Se volete una mano ve la do volentieri.....con il latex me la cavicchio abbastanza........

----------

## khazad-dum

Tempo fa avevo un'ambizione simile:

Fare un vero e proprio magazine on line su linux

Ovviamente l'impresa era (e lo è tutt'ora) mastodontica. Ho faticato molto per trovare un paio di "volontari" nonchè collaboratori...poi, come del resto era evidente, ho mollato.Poca voglia di collaborare, grossi sforzi e poco tempo (in 3 è veramente difficile....)

Ma ora sembra che i collaboratori ci siano (o per lo meno sono + di 3  :Razz: )

Se la cosa dovesse prendere il volo, sappiate che posso mettere a disposizione un server (apache, php, cgi, mysql, ssh etc etc), un po' di banda e magari qualche articoletto (giusto per non avere troppo poco da fare  :Smile:  ).

Tenetemi informato!

khazad-dum

----------

## Ibanez-RgX

 *khazad-dum wrote:*   

> Tempo fa avevo un'ambizione simile:
> 
> Fare un vero e proprio magazine on line su linux
> 
> Tenetemi informato!
> ...

 

beh vi presento il nostro admin del server...   :Very Happy:  Se qualcosa non va nel server di gentoo-italia prendetevela con lui   :Razz: 

In efetti tempo fa avevamo iniziato a fare una cosa simile, ma alla fine avevano lasciato da fare tutto a me   :Sad:  (eravamo in due, lui si occupava del server, io del resto) e quindi il progetto è morto per mancanza di tempo... Ma ora il lavoro è + circoscritto e sembra siamo + di due.
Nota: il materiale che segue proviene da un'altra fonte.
PR #670, opened 2025-10-30
refactor(scripts): default to network prover

fakedev9999:
Defaults to network prover for range proof and agg proof scripts when `--prove` flag is provided.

Quindi....

----------

## Ibanez-RgX

Per coloro che volessero partecipare abbiamo creato un'apposita pagina dove metteremo tutte le info relative al progetto:

http://magazine.gentoo-italia.org

Abbiamo anche aperto una mailing list appostamente per il progetto:

magazine-gentoo-subscribe@yahoogroups.com

Per quelli che hanno idiosincrasie particolari con le ml di yahoo, c'è il nostro forum su http://forum.gentoo-italia.org

----------

## almafer

rota, ma tu sei num vero?  :Very Happy: 

----------

## shev

 *Ibanez-RgX wrote:*   

> Per coloro che volessero partecipare abbiamo creato un'apposita pagina dove metteremo tutte le info relative al progetto:
> 
> http://magazine.gentoo-italia.org

 

Ottimo, dalle parole subito ai fatti  :Wink: 

Io per ora mi limito a lurkare, devo portare a termine qualche impegno prima di prendermene altri. In particolare passato il GDay e inaugurato il gechi potrei unirmi alla squadra (sempre che la squadra mi voglia  :Razz:  ).

----------

## Ibanez-RgX

 *Shev wrote:*   

> 
> 
> Ottimo, dalle parole subito ai fatti 
> 
> Io per ora mi limito a lurkare, devo portare a termine qualche impegno prima di prendermene altri. In particolare passato il GDay e inaugurato il gechi potrei unirmi alla squadra (sempre che la squadra mi voglia  ).

 

Certo che ti vogliamo, anzi ripeto siete tutti invitati a partecipare, anche semplicemente con opinioni e suggerimenti   :Very Happy: 

----------

## cataenry

Complimenti per l'idea e la velocità con cui la state realizzando! Spero di potermi rendere utile anch'io..!

----------

## mynameisdavid

Io potrei aiutarvi con la grafica per il sito e altre cose, come wallpaper a tema etc.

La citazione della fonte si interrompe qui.